The shortcomings of first-layer of defense
Let’s go back to that malware installed on the Bangladesh Bank’s system. We’re all familiar with malware these days; it’s a fact of life. It just took a slightly open door – a complicit or careless employee – and the malware was in, quietly providing the hackers with information critical to their mission of fraud. Can you prevent that door from never being opened for a split second? The fact is, there are thousands upon thousands of transactions conducted every day in a financial institution. And importantly, there are humans behind those transactions. Whether or not you can control technology, you can’t control human behavior. The human behavior that began the Bangladesh heist chain of events happened before the transaction.
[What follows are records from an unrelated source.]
PR #174, opened 2017-06-27
prunes endpoint data models

esotrope:
1. Removes unused Exam.opportunity, Exam.completenessId, Exam.administrationConditionId, StudentContext.schoolYear, Assessment.cutPoints, Student.genderId
2. Adds Exam.schoolYear, Exam.gradeId (moved from StudentContext)

TODO:
1. Move client to use exam.gradeId instead of exam.studentContext.gradeId

### DIFF
--- a/webapp/src/main/java/org/opentestsystem/rdw/reporting/exam/Exam.java
+++ b/webapp/src/main/java/org/opentestsystem/rdw/reporting/exam/Exam.java
@@ -1,6 +1,5 @@
 package org.opentestsystem.rdw.reporting.exam;
 
-import com.google.common.base.MoreObjects;
 import org.apache.commons.lang.builder.ToStringBuilder;
 
 import java.time.Instant;
@@ -16,12 +15,11 @@ public class Exam {
     private Long assessmentId;
     private String sessionId;
     private Instant dateTime;
+    private Integer schoolYear;
+    private int gradeId;
     private Student student;
     private StudentContext studentContext;
-    private Long opportunity;
-    private int administrativeConditionId;
     private String administrativeConditionCode;
-    private int completenessId;
     private String completenessCode;
     private ScaleScore scaleScore;
     private List<ScaleScore> claimScaleScores;
@@ -58,10 +56,17 @@ public class Exam {
     }
 
     /**
-     * @return the student's attempt number on the assessment
+     * @return the school year in which the exam was taken
      */
-    public Long getOpportunity() {
-        return opportunity;
+    public Integer getSchoolYear() {
+        return schoolYear;
+    }
+
+    /**
+     * @return the grade entity ID of the student at the time of the exam
+     */
+    public int getGradeId() {
+        return gradeId;
     }
 
     /**
@@ -86,28 +91,10 @@ public class Exam {
     }
 
     /**
-     * @deprecated use {@link #getCompletenessCode()} instead.
-     * @return the completeness of the exam (partial, complete)
-     */
-    @Deprecated
-    public int getCompletenessId() {
-        return completenessId;
-    }
-
-    /**
      * @return the completeness of the exam
      */
     public String getCompletenessCode() {
         return completenessCode;
-    }
-
-    /**
-     * @deprecated use {@link #getAdministrativeConditionCode()} instead.
-     * @return the condition in which the exam was administered (valid, invalid, standard, non standard)
-     */
-    @Deprecated
-    public int getAdministrativeConditionId() {
-        return administrativeConditionId;
     }
 
     /**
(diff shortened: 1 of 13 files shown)


webapp/src/main/java/org/opentestsystem/rdw/reporting/exam/Exam.java
```diff
@@ -58,10 +56,17 @@ public Instant getDateTime() {
...
+    public Integer getSchoolYear() {
+        return schoolYear;
+    }
+
+    /**
+     * @return the grade entity ID of the student at the time of the exam
+     */
+    public int getGradeId() {
+        return gradeId;
     }
```
wtritch: Interesting, why do we sometimes have an `int` and other times an `Integer`?  Is it for nullability?

webapp/src/main/java/org/opentestsystem/rdw/reporting/search/exam/Exams.java
```diff
@@ -37,10 +37,8 @@ private Exams(){
         builder.id(row.getLong("id"))
                 .sessionId(row.getString("session_id"))
                 .dateTime(row.getTimestamp("completed_at").toInstant())
-                .opportunity(getNullable(row, row.getLong("opportunity")))
-                .completenessId(row.getInt("completeness_id"))
+                .gradeId(row.getInt("grade_id"))
                 .completenessCode(row.getString("completeness_code"))
-                .administrativeConditionId(row.getInt("administration_condition_id"))
```
wtritch: We aren't setting school year?

webapp/src/main/java/org/opentestsystem/rdw/reporting/search/exam/student/JdbcStudentExamRepository.java
```diff
@@ -38,8 +38,8 @@
                         .build(),
                 (row, index) -> Exams.map(row, Exam.builder())
                         .assessmentId(row.getLong("asmt_id"))
+                        .schoolYear(row.getInt("school_year"))
```
wtritch: Ah, here it is.  Should this be inside the Exams.map call?

webapp/src/main/resources/application.sql.yml
```diff
@@ -75,12 +72,11 @@ sql:
...
           join student_group_membership sgm on e.student_id=sgm.student_id
           join school s on e.school_id=s.id
-          where
-              e.school_year=:school_year
-              and sgm.student_group_id=:group_id
-              and (0=:group_subject_id or a.subject_id=:group_subject_id)
-              and (1=:statewide or s.district_id in (:district_ids) or e.school_id in (:school_ids))
-              and a.id = e.asmt_id
+          where e.school_year=:school_year
+          and sgm.student_group_id=:group_id
```
wtritch: nit, indents

webapp/src/main/java/org/opentestsystem/rdw/reporting/exam/Exam.java
esotrope: Yes - nullability. student exam history displays school year and schoolgrade/group exam results do not.

wtritch: hmm... I've never had luck with optionally-saturated resource models that differ based upon how they were requested.  It's always bitten me sooner or later.

esotrope: The standing strategy is to provide targeted responses for each view since this is a tailored API and not a general use API.
I think eventually we can make use of inheritance (or variant duplicate models) instead of having one model with optional fields. That way it is more explicit what you can expect the model to have. Would this satisfy your concerns?

webapp/src/main/java/org/opentestsystem/rdw/reporting/exam/Exam.java
```diff
@@ -16,12 +15,11 @@
     private Long assessmentId;
     private String sessionId;
     private Instant dateTime;
+    private Integer schoolYear;
+    private int gradeId;
```
agorina: Just curious: why schoolYear is `Integer` and not `int`?

esotrope: It's nullable - student exam history uses it but other exam result views do not

webapp/src/main/java/org/opentestsystem/rdw/reporting/exam/Exam.java
agorina: I tend to agree with @wtritch on this subject.

wtritch: I realize we're trying to be lean and trim here, but I've learned to love a Student is a Student is a Student, regardless of where it's coming from.  I'm definitely not advocating for a change here and now, but I've never seen polymorphic resource models end well.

Multiple layers of defense: THE critical solution
What do you do if first-layer defenses based on transaction analytics aren’t enough? You complement them with deeper layers of defense that are based on understanding of human behavior. User behavior analytics combine technologies based on pattern-based intelligence, profiling, and predictive analytics. This ensures continuous monitoring and auditing of human behavior across entire banking systems, with immediate alerts when control breaches occur.
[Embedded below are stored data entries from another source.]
PR #175, opened 2017-06-27
Feature/item by points grid headers

jtreuting:
updated items by points earned header to match latest mockup
- points columns are 0, 1, 2 instead of 0 points, 1 point, etc.
- added popover for info on Full Credit column

### DIFF
--- a/webapp/src/main/webapp/src/app/groups/results/assessment/assessment-results.component.html
+++ b/webapp/src/main/webapp/src/app/groups/results/assessment/assessment-results.component.html
@@ -162,7 +162,11 @@
           <p-column field="fullCredit" [sortable]="true">
             <ng-template pTemplate="header">
               {{'labels.groups.results.assessment.items.cols.full-credit' | translate}}
-              <span class="icon"><i class="fa fa-info-circle"></i></span>
+              <span class="icon"
+                    popover="{{'labels.groups.results.assessment.items.cols.full-credit-info' | translate}}"
+                    popoverTitle="{{'labels.groups.results.assessment.items.cols.full-credit' | translate}}"
+                    triggers="click:mouseleave"
+              ><i class="fa fa-info-circle"></i></span>
             </ng-template>
             <ng-template let-item="rowData" pTemplate="body">
                 <span [hidden]="showValuesAsPercent">{{ item.fullCredit }}</span>
--- a/webapp/src/main/webapp/src/assets/i18n/en.json
+++ b/webapp/src/main/webapp/src/assets/i18n/en.json
@@ -122,7 +122,8 @@
               "difficulty": "Item Difficulty",
               "standard": "Standard",
               "full-credit": "Full Credit",
-              "x-points": "{{id}} Points"
+              "full-credit-info": "The full credit column represents ... need real data here",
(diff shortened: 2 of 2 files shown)


webapp/src/main/webapp/src/app/groups/results/assessment/assessment-results.component.html
```diff
@@ -162,7 +162,11 @@ <h3 class="gray-darkest mb-md">
           <p-column field="fullCredit" [sortable]="true">
             <ng-template pTemplate="header">
               {{'labels.groups.results.assessment.items.cols.full-credit' | translate}}
-              <span class="icon"><i class="fa fa-info-circle"></i></span>
+              <span class="icon"
+                    popover="{{'labels.groups.results.assessment.items.cols.full-credit-info' | translate}}"
+                    popoverTitle="{{'labels.groups.results.assessment.items.cols.full-credit' | translate}}"
+                    triggers="click:mouseleave"
```
esotrope: does this rely on mouseleave by chance? just checking because I don't think touch devices fire this event

jtreuting: yeah i mentioned in the last PR that i wasn't sure i loved it.  if you don't do that then you have to click the little icon to close it or it stays open since focus (meaning if you click somewhere else it goes away) only works on buttons and not span or anchors.

i guess we could create our own popover template with a close icon in the title and wire that up?

jtreuting: or we could make it the icon a button and style it to not look like one?

esotrope: yeah I don't know what's best - I'll leave this one for @aaronsleeper and @jessicacolton

jtreuting: i'll probably leave it for now and make a JIRA to followup/test it out

jtreuting: Created DWR-494 to research and adjust if needed

bgsavage: After trying it out, `:mouseleave` might be kind of annoying if you're trying to read something and then accidentally move your mouse.  This might make more sense if it was shown on `:mouseenter` but since it's a click to enter, it should be a click to leave (not necessarily the same button, but maybe a close icon like you mentioned?)

esotrope: I haven't tried out this specific piece of the ui yet but generally I would agree with you @bgsavage. Click to open and click to dismiss tends to be the best experience. Also it's compatible with mobile so it will work on all media devices the same

jtreuting: I created a story to address it.  I think the best solution is to use <button class="btn btn-link"><i ....></i></button> and get some custom styling to remove the button padding, border and font color for it so it looks "normal".  Then the focus will work, click to open, click anywhere else to close.

PR #1501, opened 2018-06-12
make cards tab selectable

dsnyder-fairway:


webapp/src/main/webapp/src/styles.less
```diff
@@ -1318,6 +1318,7 @@ distractor-analysis .ui-widget.ui-table table .ui-table-tbody td.green {
   will-change: transform, border-color;
   transition-duration: @duration-exit;
   transition-timing-function: @easing-decel;
+  width: 100%;
```
dsnyder-fairway: this was necessary as cards with small titles (summatives) shrunk in size.

jtreuting:
can you test across a few different browsers?  for some reason having the card be a button feels like it might cause issues in older browsers, but i might be off on that.  i can test in Edge once we have it in QA

dsnyder-fairway:
@jtreuting 

- Chrome ✅ 
- Firefox ✅ 
- Opera ✅ 
- Safari ❌ (Safari tab navigation seems to be lacking in general from RDW_Reporting. Was only able to select input fields & grade dropdown on main page)

dsnyder-fairway:
@jtreuting yes. The only one that is difficult to see is Firefox as it looks like by default there is no blue selector box around the item when tabbing. You are able to see the indicator in the top right though

PR #1502, opened 2018-06-12
Handle tabbing the sb-button-group

jtreuting:
Right now the sb-button-group's are not navigable via keyboard tabbing.  This changes makes it so each item can be tabbed to and selected by hitting Enter

### DIFF
--- a/webapp/src/main/webapp/src/app/shared/form/sb-button-group.ts
+++ b/webapp/src/main/webapp/src/app/shared/form/sb-button-group.ts
@@ -124,22 +124,25 @@ const ControllerByInputType: {[inpuType: string]: InputController} = {
   selector: 'sb-button-group',
   template: `
     <ng-template #button let-option let-isAllOption="isAllOption">
-      <label class="btn"
-             [ngClass]="computeStylesInternal(buttonStyles, { 
-                 active: isAllOption ? stateInternal.selectedAllOption : stateInternal.selectedOptions.has(option), 
-                 disabled: disabled 
-             })">
+      <a class="btn"
+         href="javascript:void(0)"
+         (click)="isAllOption ? onAllOptionClickInternal() : onOptionClickInternal(option)"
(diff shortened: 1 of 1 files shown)


webapp/src/main/webapp/src/app/shared/form/sb-button-group.ts
```diff
@@ -124,22 +124,25 @@ const ControllerByInputType: {[inpuType: string]: InputController} = {
...
-                 active: isAllOption ? stateInternal.selectedAllOption : stateInternal.selectedOptions.has(option), 
-                 disabled: disabled 
-             })">
+      <a class="btn"
+         href="javascript:void(0)"
+         (click)="isAllOption ? onAllOptionClickInternal() : onOptionClickInternal(option)"
+         [ngClass]="computeStylesInternal(buttonStyles, { 
+             active: isAllOption ? stateInternal.selectedAllOption : stateInternal.selectedOptions.has(option), 
+             disabled: disabled 
+         })">
```
jtreuting: changed from label to link and moved the click event up to hear from the checkbox

webapp/src/main/webapp/src/app/shared/form/sb-button-group.ts
```diff
@@ -124,22 +124,25 @@ const ControllerByInputType: {[inpuType: string]: InputController} = {
...
         <input type="checkbox"
                [attr.checked]="isAllOption ? stateInternal.selectedAllOption : stateInternal.selectedOptions.has(option)"
                [name]="name"
+               notab="notab"
+               tabindex="-1"
```
jtreuting: stack overflow suggested the notab but it didn't work in Chrome (maybe in some browsers) but the tabindex="-1" worked.  basically without this, when you tab to the first item it is highlighted (the link) then you tab again and nothing is highlighted (the checkbox gets the focus) then on the 3rd tab you get the 2nd option selected

jtreuting:
will address any feedback that comes later

PR #1507, opened 2018-06-12
Handle NULL session IDs in the UI

jtreuting:
To support an optional session TRT field, the UI needs to handle having no session value.  Made sure the session toggle buttons are generated correctly and that the session column is populated.

image


webapp/src/main/webapp/src/app/assessments/results/assessment-results.component.spec.ts
```diff
@@ -136,6 +136,27 @@ describe('AssessmentResultsComponent', () => {
     expect(component.exams.length).toBe(0);
   });
 
+  it('should handle all null sessions', () => {
```
jtreuting: it was already handling it but added a couple tests around it

PR #1508, opened 2018-06-13
updated TODO message on target reports when we don't have enough results

dsnyder-fairway:


webapp/src/main/webapp/src/app/assessments/results/view/target-report/target-report.component.html
```diff
@@ -45,9 +45,8 @@
 
 <!-- Student Results Table -->
 <p-table #dataTable
-         *ngIf="showResults"
          [columns]="columns"
-         [value]="aggregateTargetScoreRows"
+         [value]="showResults ? aggregateTargetScoreRows : []"
```
dsnyder-fairway: if we can't show the results we default to an empty list to trigger our emptymessage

The Bangladesh case used information gained through employee access, took advantage of an on-leave period, and transferred funds to bogus accounts. Each of these events, by itself, can fly under the radar without the capacity to correlate the actions. This is our specialty at NetGuardians. Our smart behavior analytics software – available as out-of-the-box solutions called Smart Controls Objectives (SCOs) – could prevent events such as these Swift hacking frauds by:
- Correlating information from multiple sources.
- Identifying suspicious user behavior in real-time with non-intrusive pattern-based intelligence: Logins from unusual locations, password tries and fails, use during vacation time or out-of-business hours, etc.
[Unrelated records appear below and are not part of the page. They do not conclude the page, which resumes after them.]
PR #1509, opened 2018-06-13
Do check on whether a user can create a teacher group on not having a…

jtreuting:
…ny assigned groups for teachers.  it was using not having any teacher created groups

### DIFF
--- a/webapp/src/main/webapp/src/app/user-group/user-groups.component.ts
+++ b/webapp/src/main/webapp/src/app/user-group/user-groups.component.ts
@@ -5,6 +5,7 @@ import { FilterOptionsService } from '../shared/filter/filter-options.service';
 import { PermissionService } from '../shared/security/permission.service';
 import { forkJoin } from 'rxjs/observable/forkJoin';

- Spotting unusual account activity like multiple money transfers to a single location or recipient, transfer of amounts deviating from the habit, unprecedented payment channels, etc.
- Providing real-time alerts to the activity.
- Correlating available audit trails, giving you the relevant information to identify the user who acted maliciously.
These multiple layers of defense work together with the first layer of defense to prevent cyber-frauds from occurring. Financial institutions – and their clients – save money, reputation and frustration.